--- Supplied records ---
PR #1207, opened 2025-10-03
[monitorlib, mock_uss] Improve SynchronizedValue

BenjaminPelletier:
In a number of places, we synchronize data across multiple threads using SynchronizedValue.  This tool ensures read-modify-write transactions are not interrupted by changes from another thread.  Currently, however, the `__enter__`/`__exit__` pattern used does not provide useful type-hinting for IDEs nor for correctness checks like ruff/basedpyright, and it also prevents certain operations like replacing content rather than mutating it during a transaction.  This PR attempts to address these shortcomings by adding a `transact()` method to SynchronizedValue so that usage is now `with db.transact() as tx:` rather than the more confusing and less inspectable `with db as tx:`.

The old behavior is retained as deprecation-annotated methods to avoid making this PR huge by changing all usages at once.  However, the flights storage of mock_uss is entirely switched to the new usage to verify functionality.

A number of ruff/basedpyright errors revealed by the improved inspectability of SynchronizedValue types are fixed, though one is added; see comment below.

### DIFF
--- a/monitoring/mock_uss/ridsp/routes_injection.py
+++ b/monitoring/mock_uss/ridsp/routes_injection.py
@@ -120,7 +120,7 @@ def ridsp_create_test(test_id: str) -> tuple[str, int]:
 
 @webapp.route("/ridsp/injection/tests/<test_id>/<version>", methods=["DELETE"])
 @requires_scope(injection_api.SCOPE_RID_QUALIFIER_INJECT)
-def ridsp_delete_test(test_id: str, version: str) -> tuple[str, int]:
+def ridsp_delete_test(test_id: str, version: str) -> tuple[str | flask.Response, int]:
     """Implements test deletion in RID automated testing injection API."""
     logger.info(f"Delete test {test_id}")
     rid_version = webapp.config[KEY_RID_VERSION]
@@ -135,36 +135,42 @@ def ridsp_delete_test(test_id: str, version: str) -> tuple[str, int]:
             404,
         )
 
-    # Delete ISA from DSS
-    deleted_isa = mutate.delete_isa(
-        isa_id=record.version,
-        isa_version=record.isa_version,
-        rid_version=rid_version,
-        utm_client=utm_client,
-    )
-    if not deleted_isa.dss_query.success:
-        logger.error(f"Unable to delete ISA {record.version} from DSS")
-        response = ErrorResponse(message="Unable to delete ISA from DSS")
-        response["errors"] = deleted_isa.dss_query.errors
-        response["query"] = deleted_isa.dss_query
-        return flask.jsonify(response), 412
-    logger.info(f"Created ISA {deleted_isa.dss_query.isa.id}")
+    if record.isa_version is not None:
+        # Delete ISA from DSS
+        deleted_isa = mutate.delete_isa(
+            isa_id=record.version,
+            isa_version=record.isa_version,
+            rid_version=rid_version,
+            utm_client=utm_client,
+        )
+        if not deleted_isa.dss_query.success:
+            logger.error(f"Unable to delete ISA {record.version} from DSS")
+            response = ErrorResponse(message="Unable to delete ISA from DSS")
+            response["errors"] = deleted_isa.dss_query.errors
+            response["query"] = deleted_isa.dss_query
+            return flask.jsonify(response), 412
+        logger.info(f"Deleted ISA {deleted_isa.dss_query.isa.id}")
+    else:
+        deleted_isa = None
+
     result = ChangeTestResponse(version=record.version, injected_flights=record.flights)
-    for url, notification in deleted_isa.notifications.items():
-        code = notification.query.status_code
-        if code == 200:
-            logger.warning(
-                f"Notification to {notification.query.request.url} incorrectly returned 200 rather than 204"
-            )
-        elif code != 204:
-            logger.error(
-                f"Notification failure {code} to {notification.query.request.url}"
-            )
-            result["query"] = notification.query
+
+    if deleted_isa:
+        for url, notification in deleted_isa.notifications.items():
+            code = notification.query.status_code
+            if code == 200:
+                logger.warning(
+                    f"Notification to {notification.query.request.url} incorrectly returned 200 rather than 204"
+                )
+            elif code != 204:
+                logger.error(
+                    f"Notification failure {code} to {notification.query.request.url}"
+                )
+                result["query"] = notification.query
 
     with db as tx:
         del tx.tests[test_id]
-    return flask.jsonify(result)
+    return flask.jsonify(result), 200
 
 
 @webapp.route(
--- a/monitoring/monitorlib/multiprocessing.py
+++ b/monitoring/monitorlib/multiprocessing.py
@@ -3,21 +3,87 @@ import multiprocessing
 import multiprocessing.shared_memory
 from collections.abc import Callable
 from multiprocessing.synchronize import RLock as RLockT
-from typing import Any
+from typing import Generic, TypeVar
+
+import deprecation
+
+TValue = TypeVar("TValue")
 
 
-class SynchronizedValue:
+# Note: attempts to change the below to SynchronizedValue[TValue] causes problems because IntelliJ does not reliably
+# understand the newer syntax and therefore fails to provide contextual information for specific TValues.
+class Transaction(Generic[TValue]):  # noqa: UP046
+    _lock: RLockT
+    _get_value: Callable[[], TValue]
+    _set_value: Callable[[TValue], None]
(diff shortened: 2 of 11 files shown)


BenjaminPelletier:
There is one code style finding that puzzles me.  The error is:
Screenshot 2025-10-03 at 11 49 33 AM
...which refers to this code:
Screenshot 2025-10-03 at 11 48 53 AM
I assume the problem is that `flights[flight_id]` can be either a FlightRecord or None:
Screenshot 2025-10-03 at 11 49 13 AM
However, on line 43 we are sure `flights[flight_id]` is not None because we just checked that on line 40.  So, it seems we definitely know we have a FlightRecord and not None, yet the checker complains (IIUC) that `flights[flight_id].locked` isn't valid since `flights[flight_id]` might be None, and None doesn't have a `locked` field.

@the-glu , do you have any ideas on this?

monitoring/mock_uss/ridsp/routes_injection.py
```diff
@@ -135,36 +135,42 @@ def ridsp_delete_test(test_id: str, version: str) -> tuple[str, int]:
...
+        )
+        if not deleted_isa.dss_query.success:
+            logger.error(f"Unable to delete ISA {record.version} from DSS")
+            response = ErrorResponse(message="Unable to delete ISA from DSS")
+            response["errors"] = deleted_isa.dss_query.errors
+            response["query"] = deleted_isa.dss_query
+            return flask.jsonify(response), 412
+        logger.info(f"Deleted ISA {deleted_isa.dss_query.isa.id}")
+    else:
+        deleted_isa = None
```
the-glu, line 154: Nit: I would have the shorted branch on top of the if, to be able have everything close (here you need to backtrack almost 20 lines to check the condition again)

monitoring/mock_uss/ridsp/routes_injection.py
```diff
@@ -135,36 +135,42 @@ def ridsp_delete_test(test_id: str, version: str) -> tuple[str, int]:
...
+
     result = ChangeTestResponse(version=record.version, injected_flights=record.flights)
```
the-glu, line 156: nit: I would move result on line 137 and merge both if (138/158)

monitoring/monitorlib/multiprocessing.py
```diff
@@ -3,21 +3,87 @@
...
+            )
+        self._value = new_value
+
+    def abort(self):
+        """Do not save any changes made to the value during this transaction and release the lock on the synchronized value."""
+        self._unlock()
+
+    def _unlock(self, exc_type=None, exc_val=None, exc_tb=None):
+        self._lock.__exit__(exc_type, exc_val, exc_tb)
+        self._locked = False
```
the-glu, line 63: Should _value also be set to None for consistency?

monitoring/monitorlib/multiprocessing.py
```diff
@@ -96,18 +162,28 @@ def _set_value(self, value):
...
 
     @property
-    def value(self):
+    def value(self) -> TValue:
         with self._lock:
             return self._get_value()
 
+    def transact(self) -> Transaction[TValue]:
+        return Transaction[TValue](
+            self._lock, lambda: self._get_value(), lambda v: self._set_value(v)
```
the-glu, line 171: Are lambdas needed? They don't seems to add anything ^^'

monitoring/monitorlib/multiprocessing.py
```diff
@@ -96,18 +162,28 @@ def _set_value(self, value):
...
+        )
+
+    @deprecation.deprecated(details="Use `value` of transact() method instead.")
     def __enter__(self):
-        self._lock.__enter__()
-        self._current_value = self._get_value()
-        return self._current_value
+        if self._transaction:
+            raise RuntimeError(
```
the-glu, line 177: Wouldn't it be nice to have it on the new `__enter__` as well ?

monitoring/monitorlib/multiprocessing.py
BenjaminPelletier: Yes, I think so -- thanks

monitoring/monitorlib/multiprocessing.py
BenjaminPelletier: No; removed -- thanks

BenjaminPelletier:
> > There is one code style finding that puzzles me.
> > @the-glu , do you have any ideas on this?
> 
> I tried to debug locally on your branch, but basedpyright didn't gave me any error, was there some caching somewhere?

I added the error to the baseline for this PR, but I don't think I should have had to do that.

the-glu:
> I added the error to the baseline for this PR, but I don't think I should have had to do that.

Ho, no worries, I disabled it for testing.

I think the linter is complaining because he cannot be sure `.value[flight_id]` will be the same between the two calls, the getter may as well return a random value in that case :)

Switching to 

```
            f = tx.value.flights[flight_id]

            if f:
                # FlightRecord was a true existing flight
                log(f"Releasing lock on existing flight_id {flight_id}")
                f.locked = False
```

Make it happy :)

(The whole variable is needed, even storing just tx.value.flights raise the error, so I'm not sure my explanation is right. Maybe it doesn't know it's a lock and assume another thread my edit the dict between the two lines?)

BenjaminPelletier:
> I think the linter is complaining because he cannot be sure `.value[flight_id]` will be the same between the two calls, the getter may as well return a random value in that case :)

Ah, I think that makes some sense -- thanks.  It is interesting what the type checker thinks can be assumed and what can't, since, e.g., field access (`foo.bar`) could be overridden to return a random value also, but it seems like the type checker recognizes that checking a field value (to be, e.g., not None) means that field value can be assumed to retain that property later on.

the-glu:
> Ah, I think that makes some sense -- thanks. It is interesting what the type checker thinks can be assumed and what can't, since, e.g., field access (`foo.bar`) could be overridden to return a random value also, but it seems like the type checker recognizes that checking a field value (to be, e.g., not None) means that field value can be assumed to retain that property later on.

Yes, behind the scene it does use some patterns, and with [type narrowing](https://typing.python.org/en/latest/spec/narrowing.html#typeguard) we can also add help it, should it make sense at some point, e.g. in implicitdict :)

monitoring/mock_uss/ridsp/routes_injection.py
```diff
@@ -135,36 +135,39 @@ def ridsp_delete_test(test_id: str, version: str) -> tuple[str, int]:
...
-            logger.warning(
-                f"Notification to {notification.query.request.url} incorrectly returned 200 rather than 204"
-            )
-        elif code != 204:
-            logger.error(
-                f"Notification failure {code} to {notification.query.request.url}"
-            )
-            result["query"] = notification.query
+
+    if record.isa_version is not None:
```
mickmis, line 140: Checking `ridsp_create_test`, `isa_version` is optional only because we receive the ISA version after creating the record. However when accessing it from `ridsp_delete_test` it should never happen that `isa_version` is `None`.

Here assert instead that it is not None by raising an exception if it is? Or alternatively remove the optional on `isa_version`? And/or create the `record` only after the ISA was successfully created?

monitoring/monitorlib/multiprocessing.py
```diff
@@ -3,21 +3,92 @@
...
+from typing import Generic, TypeVar
 
+import deprecation
 
-class SynchronizedValue:
+TValue = TypeVar("TValue")
+
+
+# Note: attempts to change the below to SynchronizedValue[TValue] causes problems because IntelliJ does not reliably
+# understand the newer syntax and therefore fails to provide contextual information for specific TValues.
```
mickmis, line 14: nit: seems to be a known issue: https://docs.astral.sh/ruff/rules/non-pep695-generic-class/#known-problems
Link this?

monitoring/monitorlib/multiprocessing.py
```diff
@@ -3,21 +3,92 @@
...
+            )
+        self._lock.__enter__()
+        self._locked = True
+        self._value = self._get_value()
+        return self
+
+    @property
+    def value(self) -> TValue:
+        """Value exposed for this transaction.  Mutate or set it to make changes during the transaction."""
+        if not self._locked or self._value is None:
```
mickmis, line 47: Does this imply that `self_value` may never be `None`? What if `TValue` is `Something | None`? I don't see this scenario prevented by something.

Also, I'm not sure I understand the intent behind checking for `self._value is None`: is it to ensure that a write has been performed before? Or to handle a race with a concurrent thread being between lines 40 & 41?

mickmis (approved):
LGTM with some nits and modulo clarification of checks for `value` being `None`.

PR #1235, opened 2025-10-16
[uss_qualifier] Generate dynamic test documentation before scenario execution

BenjaminPelletier:
InterUSS geospatial map comprehension and general flight authorization test scenarios perform test steps according to a resource provided in the test configuration.  This is accomplished by, mid-scenario, dynamically beginning a test step not declared in the original documentation using `begin_dynamic_test_step`.  This mid-scenario behavior is unnecessary, however, and confusing.  This PR migrates to a simpler approach where these two scenarios simply rewrite their initial parsed documentation based on the resources they receive.  With this simpler approach, "dynamic" test steps are no longer needed and are therefore removed from the codebase to simplify maintenance.


barroco (approved):
Looks good to me. I checked as well the output of the CI.

PR #1241, opened 2025-10-16
[shell-lint] Pin shell check

barroco:
This PR pins shellcheck to prevent unmanaged linter updates to the stable version.

For some reason, #1230 (https://github.com/interuss/monitoring/pull/1230/files#diff-9278c1479c4b147bf3980575eb5332e61116e358bd9d81472eb3a456f812c3bbR3) introduced a linter error.

v0.8.0, v0.9.0, v0.10.0 and v0.11.0 are breaking with the same error. It seems that the latest stable version is the correct one we use to use before that latest upgrade last night.

Though, that doesn't explain why #1230 made it to the main branch.

### DIFF
--- a/monitoring/mock_uss/tracer/README.md
+++ b/monitoring/mock_uss/tracer/README.md
@@ -40,3 +40,11 @@ current session has been running.
 
 ## Invocation
 An instance of tracer-enabled mock_uss is brought up as part of the [local deployment](../README.md#local-deployment).  It can also be deployed [with Google Cloud Platform](../deployment/gcp) when configured appropriately.
+
+## Offline historical KML generator
+
+With a large number of log files, KML generation via the server endpoint can
+require a prohibitive amount of time.  To generate a historical KML in these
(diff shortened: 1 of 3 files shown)


BenjaminPelletier:
Note that #1235 also incidentally pins shellcheck to fix the problem as well

Makefile
```diff
@@ -42,7 +42,7 @@ validate-uss-qualifier-docs:
 
 .PHONY: shell-lint
 shell-lint:
-	find . -name '*.sh' ! -path "./interfaces/*" | xargs docker run --rm -v "$(CURDIR):/monitoring" -w /monitoring koalaman/shellcheck
+	find . -name '*.sh' ! -path "./interfaces/*" | xargs docker run --rm -v "$(CURDIR):/monitoring" -w /monitoring koalaman/shellcheck:stable
```
BenjaminPelletier: Since `stable` is also intended to change at times we don't control and not actually be static, I think we should pin a static tag instead (presumably `v0.11.0`, as that is what `stable` resolves to currently IIUC)

PR #1247, opened 2025-10-21
[uss_qualifier] display data evaluator: query details once per flight and per observer

Shastick:
Skipping the details query if we have already obtained the details of the flight causes us to only query whichever observer is first in the list.

This causes some aggregate checks related to detail query performance on any subsequent USS to later be skipped, because we have no such query to look at.

This PR adapts the display data evaluator in order for it to query the details once per flight and per observer.

Note: this adds an `observer_id` property to the `RIDSystemObserver` class in order to distinguish different observers that might belong to the same `participant_id`

### DIFF
--- a/monitoring/uss_qualifier/scenarios/astm/netrid/display_data_evaluator.py
+++ b/monitoring/uss_qualifier/scenarios/astm/netrid/display_data_evaluator.py
@@ -262,9 +262,8 @@ class RIDObservationEvaluator:
             raise ValueError(
                 f"Cannot evaluate a system using RID version {rid_version} with a DSS using RID version {dss.rid_version}"
             )
-        self._retrieved_flight_details: set[str] = (
-            set()
-        )  # Contains the observed IDs of the flights whose details were retrieved.
+        # dict of observer (identified by its base_url) to set of flight ID for which details were retrieved.
+        self._retrieved_flight_details: dict[str, set[str]] = {}
 
     def evaluate_system_instantaneously(
         self,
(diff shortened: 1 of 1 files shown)


monitoring/uss_qualifier/scenarios/astm/netrid/display_data_evaluator.py
```diff
@@ -456,16 +456,12 @@ def _evaluate_normal_observation(
                         ),
                     )
 
-        # Check details of flights (once per flight)
+        # Check details of flights
```
BenjaminPelletier: We should try to avoid performing activities that don't have well-defined value as all test activities we conduct are likely going to be run hundreds, thousands, or more times by people that aren't us.  It seems like there is value in retrieving flight details once per flight per observer, but it doesn't seem like there is defined value in retrieving flight details many times per flight per observer.  So, let's retrieve flight details once per flight per observer.

monitoring/uss_qualifier/scenarios/astm/netrid/display_data_evaluator.py
```diff
@@ -262,9 +262,8 @@ def __init__(
             raise ValueError(
                 f"Cannot evaluate a system using RID version {rid_version} with a DSS using RID version {dss.rid_version}"
             )
-        self._retrieved_flight_details: set[str] = (
-            set()
-        )  # Contains the observed IDs of the flights whose details were retrieved.
+        # dict of observer (identified by participant id) to set of flight ID for which details were retrieved.
```
mickmis: 'identified by participant ID' is wrong

mickmis (approved):
LGTM

PR #1268, opened 2025-10-29
[uss_qualifier/scenarios/utm/conflict_equal_prio] Delete Flight 1c if USS does not support modifications

### LINKED ISSUE #1264: scenarios.astm.utm.ConflictEqualPriorityNotPermitted
**Observed behavior**
The scenario scenarios.astm.utm.ConflictEqualPriorityNotPermitted does not accept NotSupported as a valid response to modifying an activated flight

[report.zip](https://github.com/user-attachments/files/23161418/report.zip)
[sequence.zip](https://github.com/user-attachments/files/23161417/sequence.zip)

Image

**Test check**
"First failed_check"

The Tests expects a response with 
Activity PlanningActivityResult.Completed, flight plan FlightPlanStatus.OkToFly) with notes "Update of an existing activation is not supported"

A response of 
PlanningActivityResult.NotSupported leaving flight plan FlightPlanStatus.OkToFly
should also be accepted.

mickmis:
Fix #1264 

This implements 'phase 2' directly (https://github.com/interuss/monitoring/issues/1264#issuecomment-3452697117):
> A phase 1 fix of this can be to detect NotSupported for this operation and then not attempt the rest of the test case since the current approach to setting up the preconditions of the test case did not succeed. A phase 2 fix could be to set up the preconditions using a different method (delete flight, create new flight) if the current flight-modification approach is not supported.


barroco (approved):
Is there other scenarios where this feature may be required? It can be addressed later but please, capture it in an issue.

Issue #1276, opened 2025-11-05
[CI/mock_uss] Support additional USS behaviors


mickmis:
USSs may have differences in their behaviors which are reasonable but might impact the test scenarios by branching into different cases.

--- Problem to solve ---
From the records above, show each line that contains the word "finding".

--- Solution for this task ---
There is one code style finding that puzzles me.  The error is:
> > There is one code style finding that puzzles me.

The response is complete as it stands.